**Work to complete**:
Each line of the data should be given again exactly.

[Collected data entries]
::::::::::
Issue #1638, opened 2023-02-13
[feature] [docker] Provenance output name


asraa:
**Is your feature request related to a problem? Please describe.**
Currently the provenance output is uploaded to a folder called `outputs` and then the filename is hardcoded as `attestation1.intoto.sigstore`.  

See this workflow as an example https://github.com/slsa-framework/example-package/actions/runs/4159801908

**Describe the solution you'd like**
I'd like to 
1. Rename the output folder to `slsa-outputs`
2. Cleanup the extraneous files 
3. Rename the filename of the provenance. 

For the final one, we currently use a workflow option `provenance-name` to configure the provenance filename. We may include that here too. Using the `artifact_path` as a default filename is not possible because it may include wildcards.

@rbehjati From a user perspective, what do you think about a default filename? Should we fix it at `attestation.intoto.sigstore`, and allow the user to configure it with a workflow input?

rbehjati:
I think we need to allow the user to specify the name of the provenance. A `provenance-name` workflow option sounds good to me. 

In Oak we generate multiple provenances, and we want to be able to get a separate provenance file for each.

PR #1730, opened 2023-03-02
feat: add a provenance-name input option to the docker builder

asraa:
Fixes https://github.com/slsa-framework/slsa-github-generator/issues/1638

* Adds a `provenance-name` input option to the docker builder to configure the name of the attestation that gets uploaded
* Updates docs
* Renames `provenance-name` output to `attestations-download-name` for consistency
* Fixes a bug when using a `--force-checkout` locally, the build output needs to be absolute to generate the relative path.

cc @rbehjati this will fix an issue I noticed in https://github.com/project-oak/oak/actions/runs/4312859723 where the attestation was using the same name. Also checkout the workflow output documentation for the location of the build/provenance output.

### DIFF
--- a/.github/workflows/builder_docker-based_slsa3.yml
+++ b/.github/workflows/builder_docker-based_slsa3.yml
@@ -68,19 +68,19 @@ on:
         required: false
         type: boolean
         default: false
-        # TODO: Options for requesting and verifying provenance of builder image
-        # This will use slsa-verifier and slsa-verifier option.
-        #      * request-builder-verification
-
+      provenance-name:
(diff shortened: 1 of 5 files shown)


laurentsimon (approved):

.github/workflows/builder_docker-based_slsa3.yml
```diff
@@ -79,8 +79,12 @@ on:
       build-outputs-name:
```
rbehjati, line 79: Thanks @asraa. Do you want to rename `build-outputs-name` to `build-artifacts-name` too?

Both work for me.

asraa: Follow-up in https://github.com/slsa-framework/slsa-github-generator/issues/1735 !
::::::::::
**Problem solution**:
Issue #1638, opened 2023-02-13
[feature] [docker] Provenance output name


asraa:
**Is your feature request related to a problem? Please describe.**
Currently the provenance output is uploaded to a folder called `outputs` and then the filename is hardcoded as `attestation1.intoto.sigstore`.  

See this workflow as an example https://github.com/slsa-framework/example-package/actions/runs/4159801908

**Describe the solution you'd like**
I'd like to 
1. Rename the output folder to `slsa-outputs`
2. Cleanup the extraneous files 
3. Rename the filename of the provenance. 

For the final one, we currently use a workflow option `provenance-name` to configure the provenance filename. We may include that here too. Using the `artifact_path` as a default filename is not possible because it may include wildcards.

@rbehjati From a user perspective, what do you think about a default filename? Should we fix it at `attestation.intoto.sigstore`, and allow the user to configure it with a workflow input?

rbehjati:
I think we need to allow the user to specify the name of the provenance. A `provenance-name` workflow option sounds good to me. 

In Oak we generate multiple provenances, and we want to be able to get a separate provenance file for each.

PR #1730, opened 2023-03-02
feat: add a provenance-name input option to the docker builder

asraa:
Fixes https://github.com/slsa-framework/slsa-github-generator/issues/1638

* Adds a `provenance-name` input option to the docker builder to configure the name of the attestation that gets uploaded
* Updates docs
* Renames `provenance-name` output to `attestations-download-name` for consistency
* Fixes a bug when using a `--force-checkout` locally, the build output needs to be absolute to generate the relative path.

cc @rbehjati this will fix an issue I noticed in https://github.com/project-oak/oak/actions/runs/4312859723 where the attestation was using the same name. Also checkout the workflow output documentation for the location of the build/provenance output.

### DIFF
--- a/.github/workflows/builder_docker-based_slsa3.yml
+++ b/.github/workflows/builder_docker-based_slsa3.yml
@@ -68,19 +68,19 @@ on:
         required: false
         type: boolean
         default: false
-        # TODO: Options for requesting and verifying provenance of builder image
-        # This will use slsa-verifier and slsa-verifier option.
-        #      * request-builder-verification
-
+      provenance-name:
(diff shortened: 1 of 5 files shown)


laurentsimon (approved):

.github/workflows/builder_docker-based_slsa3.yml
```diff
@@ -79,8 +79,12 @@ on:
       build-outputs-name:
```
rbehjati, line 79: Thanks @asraa. Do you want to rename `build-outputs-name` to `build-artifacts-name` too?

Both work for me.

asraa: Follow-up in https://github.com/slsa-framework/slsa-github-generator/issues/1735 !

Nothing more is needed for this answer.